(Dataset entries)
((
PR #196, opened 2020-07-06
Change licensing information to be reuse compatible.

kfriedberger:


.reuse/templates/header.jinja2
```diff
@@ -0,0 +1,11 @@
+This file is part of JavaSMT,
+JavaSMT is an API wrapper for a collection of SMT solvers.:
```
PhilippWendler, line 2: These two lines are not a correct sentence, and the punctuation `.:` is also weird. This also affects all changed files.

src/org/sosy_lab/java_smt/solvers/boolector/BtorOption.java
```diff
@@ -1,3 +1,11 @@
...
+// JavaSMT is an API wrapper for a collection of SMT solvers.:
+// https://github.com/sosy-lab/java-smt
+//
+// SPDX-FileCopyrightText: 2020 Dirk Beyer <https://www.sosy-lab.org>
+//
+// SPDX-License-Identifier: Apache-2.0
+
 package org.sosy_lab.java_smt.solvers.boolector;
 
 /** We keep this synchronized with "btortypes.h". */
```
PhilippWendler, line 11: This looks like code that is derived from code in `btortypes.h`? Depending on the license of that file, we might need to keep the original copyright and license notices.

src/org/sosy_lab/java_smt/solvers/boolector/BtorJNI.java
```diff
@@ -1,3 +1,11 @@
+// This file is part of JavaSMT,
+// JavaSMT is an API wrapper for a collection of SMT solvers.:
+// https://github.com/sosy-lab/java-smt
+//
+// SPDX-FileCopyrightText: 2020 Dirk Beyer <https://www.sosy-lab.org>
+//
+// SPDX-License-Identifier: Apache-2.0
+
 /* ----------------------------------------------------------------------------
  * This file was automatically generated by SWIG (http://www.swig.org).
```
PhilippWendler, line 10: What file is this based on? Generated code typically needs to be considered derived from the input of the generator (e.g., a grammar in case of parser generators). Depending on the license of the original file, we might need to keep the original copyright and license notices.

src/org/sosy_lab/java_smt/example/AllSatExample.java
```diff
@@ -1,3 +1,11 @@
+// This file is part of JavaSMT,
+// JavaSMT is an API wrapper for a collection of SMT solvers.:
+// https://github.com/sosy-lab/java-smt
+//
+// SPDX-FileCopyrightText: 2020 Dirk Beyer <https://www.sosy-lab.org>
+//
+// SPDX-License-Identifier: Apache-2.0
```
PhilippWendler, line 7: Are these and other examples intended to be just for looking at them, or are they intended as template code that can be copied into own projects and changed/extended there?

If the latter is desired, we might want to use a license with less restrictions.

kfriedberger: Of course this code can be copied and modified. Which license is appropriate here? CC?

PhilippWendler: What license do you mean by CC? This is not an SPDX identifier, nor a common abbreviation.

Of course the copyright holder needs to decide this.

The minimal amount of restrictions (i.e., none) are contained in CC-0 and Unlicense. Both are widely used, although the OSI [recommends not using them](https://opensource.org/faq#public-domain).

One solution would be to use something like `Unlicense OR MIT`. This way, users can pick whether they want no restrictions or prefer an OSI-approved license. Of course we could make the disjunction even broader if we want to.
))
((
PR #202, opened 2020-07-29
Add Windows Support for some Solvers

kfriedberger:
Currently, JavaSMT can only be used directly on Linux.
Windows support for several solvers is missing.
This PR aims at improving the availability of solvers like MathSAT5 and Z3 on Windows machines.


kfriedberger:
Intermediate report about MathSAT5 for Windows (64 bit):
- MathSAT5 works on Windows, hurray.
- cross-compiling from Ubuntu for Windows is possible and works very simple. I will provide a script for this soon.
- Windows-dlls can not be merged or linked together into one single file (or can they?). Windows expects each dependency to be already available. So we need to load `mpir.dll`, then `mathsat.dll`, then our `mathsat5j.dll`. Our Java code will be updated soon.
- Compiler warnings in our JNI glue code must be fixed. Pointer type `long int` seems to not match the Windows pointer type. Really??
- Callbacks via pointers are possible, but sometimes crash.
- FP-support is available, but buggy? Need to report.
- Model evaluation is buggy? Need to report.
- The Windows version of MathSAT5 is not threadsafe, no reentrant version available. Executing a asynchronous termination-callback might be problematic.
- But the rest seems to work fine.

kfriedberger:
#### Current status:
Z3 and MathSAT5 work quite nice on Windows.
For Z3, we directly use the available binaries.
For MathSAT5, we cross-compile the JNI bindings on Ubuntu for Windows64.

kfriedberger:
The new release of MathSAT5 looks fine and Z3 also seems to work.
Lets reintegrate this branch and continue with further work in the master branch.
))
((
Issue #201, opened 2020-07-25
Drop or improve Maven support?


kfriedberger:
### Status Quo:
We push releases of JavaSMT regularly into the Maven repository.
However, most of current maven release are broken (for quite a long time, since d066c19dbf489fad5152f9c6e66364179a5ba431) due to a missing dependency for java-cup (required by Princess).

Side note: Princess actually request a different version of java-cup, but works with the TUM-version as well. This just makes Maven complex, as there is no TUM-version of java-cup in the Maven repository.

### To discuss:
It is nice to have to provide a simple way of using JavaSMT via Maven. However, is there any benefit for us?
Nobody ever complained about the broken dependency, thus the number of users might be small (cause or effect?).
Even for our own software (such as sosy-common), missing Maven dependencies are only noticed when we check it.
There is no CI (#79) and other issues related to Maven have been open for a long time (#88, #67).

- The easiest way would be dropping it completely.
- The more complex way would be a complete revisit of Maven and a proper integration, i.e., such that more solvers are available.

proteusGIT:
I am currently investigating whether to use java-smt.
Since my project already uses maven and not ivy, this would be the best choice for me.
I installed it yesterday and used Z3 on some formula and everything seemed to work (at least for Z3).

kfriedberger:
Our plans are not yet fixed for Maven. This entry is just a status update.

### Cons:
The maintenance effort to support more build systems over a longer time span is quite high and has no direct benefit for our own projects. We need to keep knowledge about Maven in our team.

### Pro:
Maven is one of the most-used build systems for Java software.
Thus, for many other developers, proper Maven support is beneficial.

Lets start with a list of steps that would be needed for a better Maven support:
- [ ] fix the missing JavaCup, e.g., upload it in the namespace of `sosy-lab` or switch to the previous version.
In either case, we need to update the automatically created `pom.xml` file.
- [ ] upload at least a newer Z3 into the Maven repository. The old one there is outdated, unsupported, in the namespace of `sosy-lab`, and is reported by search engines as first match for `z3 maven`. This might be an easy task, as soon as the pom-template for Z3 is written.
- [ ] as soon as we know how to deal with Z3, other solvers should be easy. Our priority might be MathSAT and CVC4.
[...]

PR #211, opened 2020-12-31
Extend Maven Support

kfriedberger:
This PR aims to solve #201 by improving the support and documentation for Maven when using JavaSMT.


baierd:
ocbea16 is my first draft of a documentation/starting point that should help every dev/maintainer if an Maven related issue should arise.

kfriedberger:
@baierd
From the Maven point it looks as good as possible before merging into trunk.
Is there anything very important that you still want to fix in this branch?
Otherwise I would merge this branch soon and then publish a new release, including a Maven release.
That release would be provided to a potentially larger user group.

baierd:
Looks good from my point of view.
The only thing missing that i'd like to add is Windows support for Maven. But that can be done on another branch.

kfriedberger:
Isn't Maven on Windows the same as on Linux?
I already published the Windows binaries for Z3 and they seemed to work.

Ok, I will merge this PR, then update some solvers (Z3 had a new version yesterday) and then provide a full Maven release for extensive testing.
))
EXERCISE DIRECTIONS: Every line that contains the string "just" should be copied from the records.

RESULT FOR THIS TASK:
PhilippWendler, line 7: Are these and other examples intended to be just for looking at them, or are they intended as template code that can be copied into own projects and changed/extended there?
Side note: Princess actually request a different version of java-cup, but works with the TUM-version as well. This just makes Maven complex, as there is no TUM-version of java-cup in the Maven repository.
Our plans are not yet fixed for Maven. This entry is just a status update.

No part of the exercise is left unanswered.